Copy word for word, please, the lines of the entries below running from the one containing "a full daemon.......but" to the one containing "Wow, I'm quite", both ends included.

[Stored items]
[Start of section]

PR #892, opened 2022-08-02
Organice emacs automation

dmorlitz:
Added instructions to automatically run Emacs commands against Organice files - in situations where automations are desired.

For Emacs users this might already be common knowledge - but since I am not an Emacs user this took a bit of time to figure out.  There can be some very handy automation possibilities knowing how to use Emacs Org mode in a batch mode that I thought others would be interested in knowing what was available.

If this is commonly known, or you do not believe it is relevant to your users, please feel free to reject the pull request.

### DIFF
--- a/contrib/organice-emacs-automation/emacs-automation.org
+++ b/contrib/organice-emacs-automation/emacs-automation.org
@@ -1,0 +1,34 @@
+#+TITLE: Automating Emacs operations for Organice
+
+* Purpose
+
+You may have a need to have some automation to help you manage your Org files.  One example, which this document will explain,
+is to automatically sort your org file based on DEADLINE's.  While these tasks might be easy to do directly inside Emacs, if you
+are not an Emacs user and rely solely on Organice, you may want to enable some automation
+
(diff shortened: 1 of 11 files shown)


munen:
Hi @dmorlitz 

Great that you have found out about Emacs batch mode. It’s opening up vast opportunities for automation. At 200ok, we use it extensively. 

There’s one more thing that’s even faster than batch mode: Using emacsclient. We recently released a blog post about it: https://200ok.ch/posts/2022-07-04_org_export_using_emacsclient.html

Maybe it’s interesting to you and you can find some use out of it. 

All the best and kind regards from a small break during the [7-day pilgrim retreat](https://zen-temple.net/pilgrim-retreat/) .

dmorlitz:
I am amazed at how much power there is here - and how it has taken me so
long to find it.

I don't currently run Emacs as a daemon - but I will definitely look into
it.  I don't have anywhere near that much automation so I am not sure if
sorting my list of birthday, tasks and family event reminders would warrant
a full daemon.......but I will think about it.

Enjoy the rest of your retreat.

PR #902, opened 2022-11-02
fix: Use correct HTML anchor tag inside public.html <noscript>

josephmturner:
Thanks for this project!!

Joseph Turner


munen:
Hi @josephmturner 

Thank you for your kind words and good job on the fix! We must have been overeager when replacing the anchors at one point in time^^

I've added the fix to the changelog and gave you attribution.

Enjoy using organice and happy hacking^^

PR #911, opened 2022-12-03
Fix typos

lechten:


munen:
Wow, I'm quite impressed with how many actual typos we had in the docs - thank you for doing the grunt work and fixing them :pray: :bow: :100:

[End of section]
[Start of section]

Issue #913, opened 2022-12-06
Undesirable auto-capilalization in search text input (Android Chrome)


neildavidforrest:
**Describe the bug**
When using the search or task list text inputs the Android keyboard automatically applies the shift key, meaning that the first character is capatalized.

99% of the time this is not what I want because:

[End of section]

### Result of this exercise
a full daemon.......but I will think about it.

Enjoy the rest of your retreat.

PR #902, opened 2022-11-02
fix: Use correct HTML anchor tag inside public.html <noscript>

josephmturner:
Thanks for this project!!

Joseph Turner


munen:
Hi @josephmturner 

Thank you for your kind words and good job on the fix! We must have been overeager when replacing the anchors at one point in time^^

I've added the fix to the changelog and gave you attribution.

Enjoy using organice and happy hacking^^

PR #911, opened 2022-12-03
Fix typos

lechten:


munen:
Wow, I'm quite impressed with how many actual typos we had in the docs - thank you for doing the grunt work and fixing them :pray: :bow: :100:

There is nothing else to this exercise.